'Norsemen' Season 3 Review: The Great War presents the Vikings of Norheim in a never-before-seen avatar

If you're looking for a satisfying comedy with hilariously dysfunctional characters, you've found it

                            'Norsemen' Season 3 Review: The Great War presents the Vikings of Norheim in a never-before-seen avatar

Spoilers for 'Norsemen' Season 3 

First impressions of 'Norsemen' are that of a gritty, merciless, gory period drama that sends its Vikings on bloodthirsty wars raiding, pillaging and raping across lands to bring back loot and slaves. It is a historical series that documents the ruthless power struggles of a time gone by. 

It's almost hard to believe that Jarl Varg (Jon Øigarden) and Jarl Bjørn (Thorbjørn Harr) are about to engage in a war that will kill thousands of their men over one's remarks that the other is going bald. 

'Norsemen', titled 'Vikingane' in Norsk, is not your average Viking story - it is a hilarious chronicling of dysfunctional, petty politics and characters in an impressive story. Set in the 8th century Viking village of Norheim, the period comedy is a one-of-a-kind series that never disappoints. Norheim is riddled with eccentric characters who are set in uncomfortable, malfunctioning situations. Much like Monty Python, it focuses on these characters' state of minds and the consequences of their poorly thought actions resulting in thoroughly enjoyable chaos. 

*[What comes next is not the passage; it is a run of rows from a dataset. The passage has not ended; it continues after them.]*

PR #4410, opened 2024-09-12
chore: add node name flag to serve command

### LINKED ISSUE #4407: Allow users to set the bacalhau node name when starting a bacalhau server.
The bacalhau node name value was moved from the config to `system_metadata.yaml`. With this change came the removal of the config flag `--name` that could be provided to the `server` command. We need to continue supporting this feature.

frrist:
- closes #4407


cmd/cli/serve/serve.go
```diff
@@ -50,6 +50,13 @@ var (
 `))
 )
 
+const (
+	NameFlagName        = "name"
+	NameFlagDescription = `The node's name.
+If unset, it will be read from .bacalhau/system_metadata.yaml, or automatically generated if no name exists.
+If set, the provided value will override the current name in .bacalhau/system_metadata.yaml.`
```
wdbaruni, line 57: it shouldn't. We want the same as the existing behaviour. A node `--name` is only applied the first time you instantiate a node, will be persisted afterwards, and then the persisted node name will be used and the flag will be ignored

In the future we might fail if the provided name doesn't match the one in system_metadata, but we are not sure if that is the right behaviour and no need for us to change the existing behaviour at this time

In other words, we only use this flag before calling `config.GenerateNodeID()`

wdbaruni (changes requested):

cmd/cli/serve/serve.go
frrist: If the user provides the name flag and a value is already present in `system_metadata.yaml` should we fail, ignore the flag, or ignore the flag and warn?

frrist: I've addressed this and added a warning if the flag is used and a value is already present

cmd/cli/serve/serve.go
```diff
@@ -110,19 +119,40 @@ func serve(cmd *cobra.Command, cfg types.Bacalhau, fsRepo *repo.FsRepo) error {
...
+				return fmt.Errorf("failed to write node name %s: %w", nodeName, err)
+			}
+			log.Info().Msgf("persisted node name %s", nodeName)
+		} else {
+			// the flag was provided with the name, persist it
+			log.Info().Msgf("persisting node name from flag %s", nodeName)
+			if err := fsRepo.WriteNodeName(nodeName); err != nil {
+				return fmt.Errorf("failed to write node name %s: %w", nodeName, err)
+			}
+			log.Info().Msgf("persisted node name %s", nodeName)
```
wdbaruni, line 147: nit: persisting node name logic is duplicated and can be improved. Also maybe too much logging

cmd/cli/serve/serve.go
```diff
@@ -110,19 +119,40 @@ func serve(cmd *cobra.Command, cfg types.Bacalhau, fsRepo *repo.FsRepo) error {
...
 		}
-		if err := fsRepo.WriteNodeName(nodeName); err != nil {
-			return fmt.Errorf("failed to write node name %s: %w", nodeName, err)
+	} else {
+		// warn the user if they passed a flag and a name already exists
+		if flagNodeName := cmd.PersistentFlags().Lookup(NameFlagName).Value.String(); flagNodeName != "" {
+			log.Warn().Msgf("--name flag with value %s ignored. name %s already exists", flagNodeName, nodeName)
```
wdbaruni, line 152: you should only warn if the provided name doesn't match the persisted one. As a user, I will run the node using `bacalhau serve --name node1`, and will always run that node using that command and not only the very first time. Think of deplying bacalhau using terrfaofrm or any other iac or fleet management logic, similar to how we deploy to our demo network. We have a start script that has all the flags, and the same scrip is called each time

wdbaruni (changes requested):

wdbaruni (approved):
Approved, but please address the comments before merging

cmd/cli/serve/serve.go
frrist: addressed.

cmd/cli/serve/serve.go
frrist: done.

PR #4411, opened 2024-09-12
Frrist/meta/instanceid

frrist:
Note: this PR should follow https://github.com/bacalhau-project/bacalhau/pull/4410 to avoid conflicts.


pkg/repo/fs.go
```diff
@@ -98,6 +98,11 @@ func (fsr *FsRepo) Init() error {
 	// TODO this should be a part of the config.
 	telemetry.SetupFromEnvs()
 
+	// never fail here as this isn't critical to node start up.
+	if err := fsr.WriteInstanceID(GenerateInstanceID()); err != nil {
+		log.Trace().Err(err).Msgf("failed to write instanceID")
```
wdbaruni, line 103: we should log as warning right?

pkg/repo/fs.go
```diff
@@ -120,6 +125,16 @@ func (fsr *FsRepo) Open() error {
 		}
 	}
 
+	// check if an instanceID exists persisting one if not found.
+	// never fail here as this isn't critical to node start up.
+	if instanceID, err := fsr.ReadInstanceID(); err != nil {
+		log.Trace().Err(err).Msgf("failed to read instanceID")
```
wdbaruni, line 131: same as above for log level. Also if repo doesn't have system_metadata for some reason, this will throw an error, right? Should we attempt to write the instanceID and recreate the metadata file if thats the case? Or we should handle file not found graceully when reading and return blank insanceID instead of error

wdbaruni (approved):
Minor comments

pkg/repo/fs.go
frrist: We should if we want to warn users we were unable to generate an instanceID, but I don't see any action they can take to right the problem, what do you think?

imo the instanceID is best effort, if for some reason we can't write it (which should be _really_ rare) then I don't see a point warning them as it doesn't affect the operation of bacalhau.

pkg/repo/fs.go
frrist: `fsr.Exists()` will fail if the repo doesn't have `system_metadata.yaml` as it reads the repo version from it.
The only case this will return an error is if a user managers to delete `system_metadata.yaml` after the `Exist` method runs but before this method runs.

In general, my goal with the trace logs here is to avoid notifying a user of any issues with an InstanceID as its presents isn't required for bacalhau to function.

PR #4412, opened 2024-09-13
Propogating centralized errors

udsamani:


pkg/compute/executor.go
```diff
@@ -302,8 +302,10 @@ func (e *BaseExecutor) Run(ctx context.Context, state store.LocalExecutionState)
 	stopwatch := telemetry.Timer(ctx, jobDurationMilliseconds, state.Execution.Job.MetricAttributes()...)
 	topic := EventTopicExecutionRunning
 	defer func() {
-		if err != nil && err.Error() != executor.ErrAlreadyCancelled.Error() {
-			e.handleFailure(ctx, state, err, topic)
+		if err != nil {
+			if baseErr, ok := err.(*models.BaseError); ok && baseErr.Code() == executor.ExecutionAlreadyCancelled {
+				e.handleFailure(ctx, state, baseErr, topic)
```
wdbaruni, line 307: should be `!=`. Some helper methods in `models` might simplify the error checks, such as 
```
// IsErrorWithCode checks if the given error is a BaseError (or its pointer)
// and if its code matches any of the provided expected codes.
func IsErrorWithCode(err error, expectedCodes ...ErrorCode) bool {
	var baseErr *BaseError
	if errors.As(err, &baseErr) {
		errCode := baseErr.Code()
		for _, code := range expectedCodes {
			if errCode == code {
				return true
			}
		}
	}
	return false
}
```

and then you can say:
```
	if !IsErrorWithCode(err, executor.ExecutionAlreadyCancelled) {
		e.handleFailure(ctx, state, err, topic)
	}
```

pkg/executor/docker/errors.go
```diff
@@ -0,0 +1,17 @@
+package docker
+
+import "github.com/bacalhau-project/bacalhau/pkg/models"
+
+const DOCKER_EXECUTOR_COMPONENT = "Executor/Docker"
```
wdbaruni, line 5: some errors will have `Docker` and others `Executor/Docker`, even though they are both related to Docker executor. Better to just use `Docker` for both

pkg/executor/docker/errors.go
```diff
@@ -0,0 +1,17 @@
...
+
+const (
+	ExectorSpecValidationErr = "ExectorSpecValidationErr"
+	ExecutionAlreadyStarted  = "ExecutionAlreadyStarted"
+	ExecutionNotFound        = "ExecutionNotFound"
```
wdbaruni, line 10: I think you can reuse the error codes in `/pkg/executor/types.go`

pkg/s3/errors.go
```diff
@@ -0,0 +1,15 @@
...
+const S3 = "S3"
+
+const (
+	S3BadRequest = "S3BadRequest"
+)
+
+func NewBadS3RequestError(message string) *models.BaseError {
+	return models.NewBaseError(message).
+		WithCode(S3BadRequest).
+		WithComponent(S3)
```
wdbaruni, line 14: using S3 as a component name can be a little ambiguous. Might be useful to understand if the failure happened with S3 storage source as it indicates an issue with job inputes, s3 publisher as it indiciates an issue with outputs, or S3 result signer as it indicates an issue with downloading results

pkg/executor/wasm/errors.go
```diff
@@ -0,0 +1,13 @@
+package wasm
+
+import (
+	"github.com/bacalhau-project/bacalhau/pkg/models"
+)
+
+const WasmExecutorComponent = "Executor/Wasm"
```
wdbaruni, line 7: I don't mind having a standard for naming nested components, but lets make sure it plays nicely with string representation of base errors. I keep thinking that `Docker:ImageNotFound`, `S3Publisher:BucketNotFound` and `S3InputSource:BucketNotFound` as potential candidates. Adding `/` as a separator between component type and component name is valid, but just think it through

pkg/compute/executor.go
udsamani: Done

pkg/executor/docker/errors.go
udsamani: Done.

pkg/executor/docker/errors.go
udsamani: Done.

pkg/executor/wasm/errors.go
udsamani: Removed at the moment. Just going with executor.

pkg/s3/errors.go
udsamani: Fixed.

wdbaruni (approved):
Minor comments. You can merge after addressing them

pkg/s3/errors.go
```diff
@@ -2,14 +2,21 @@ package s3
 
 import "github.com/bacalhau-project/bacalhau/pkg/models"
 
-const S3 = "S3"
+const S3_PUBLISHER = "S3Publisher"
+const S3_STORAGE = "S3Storage"
```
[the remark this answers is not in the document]
udsamani: Done

pkg/s3/types.go
```diff
@@ -37,7 +37,7 @@ type PreSignedResultSpec struct {
 
 func (c PreSignedResultSpec) Validate() error {
 	if c.PreSignedURL == "" {
-		return NewBadS3RequestError("invalid s3 signed storage params: signed url cannot be empty")
+		return NewS3PublisherError(S3BadRequest, "invalid s3 signed storage params: signed url cannot be empty")
 	}
```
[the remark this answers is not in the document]
udsamani: Done

pkg/s3/types.go
```diff
@@ -21,7 +21,7 @@ type SourceSpec struct {
 
 func (c SourceSpec) Validate() error {
 	if c.Bucket == "" {
-		return NewBadS3RequestError("invalid s3 storage params: bucket cannot be empty")
+		return NewS3PublisherError(S3BadRequest, "invalid s3 storage params: bucket cannot be empty")
 	}
 	return nil
 }
```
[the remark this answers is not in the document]
udsamani: Done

Varg and Bjørn were once besties, as they called themselves. But on one gathering, when Bjørn mocked Varg since he is thinning of the top, the latter set his entire house on fire burning to death not only Bjørn's entire family but also his own wife Reidun (Iben Akerlie). 

While he nests in a brief state of depression, Chieftain Olav (Henrik Mestad) arranged the marriage of his younger brother Orm (Kåre Conradi) and the nomad Frøya (Silje Torp). This is a marriage to be doomed as we see in Season 1 and 2, but the set-up is elaborate and hilariously chaotic. Orm's bachelor party, for instance, is a mess waiting to happen. He walks around the village looking for a best man, but he is the most despised person around. So much so that one literally stabs himself in the thigh to escape being related to him.  

Meta jokes are littered through the seasons. The characters also foreshadow their own future leaving the audience in splits. On one instance, Olav predicts his own death right to the manner of his death. In another, Varg warns him of the trouble the map will cause for "seasons to come".

'Norsemen' Season 3 sets a precedent in perfectly tying loose ends and delving into backstories that shed light on their actions through the previous seasons. Creators Jon Iver Helgaker and Jonas Torgersen had revealed a long time ago that the season would be a prequel but that doesn't take away from the storyline one bit. Audiences know exactly where and how the plot is moving forward but the interest is generated by characters. 


Vikings have never before seen in an avatar like this. There is blood and gore, no doubt, but that is hardly the highlight of the period comedy. 

We do have one complaint. One of the leading, most important characters through the first two seasons Rufus (Trond Fausa) barely gets any screen time. He's present only for the last few moments in the finale. And although this performance in these scant scenes is top-notch, we'd have loved to get more of Rufus. Fausa's humor and comedic timing was really important to the preceding seasons and not having him in this particular season is saddening. 

That said, however, it doesn't take away any credit from the rest of the characters as each delivers a satisfying arc staying true to themselves. 

'Norsemen' is never a disappointment. The show brings with it an amazing rewatch value that gets better with every viewing. You can finish Season 3 and immediately get on to watching Season 1 - tying all the threads perfectly, each cause and effect. This makes 'Norsemen' a delight to indulge in. Since it does not adhere to conventional comedy formats, it proves to be a breath of fresh air with an ensemble cast the delivers splendid, incomparable performances.

If you're looking for a satisfying comedy with hilariously dysfunctional characters, you've found it. 

All three seasons of 'Norsemen' are currently streaming on Netflix.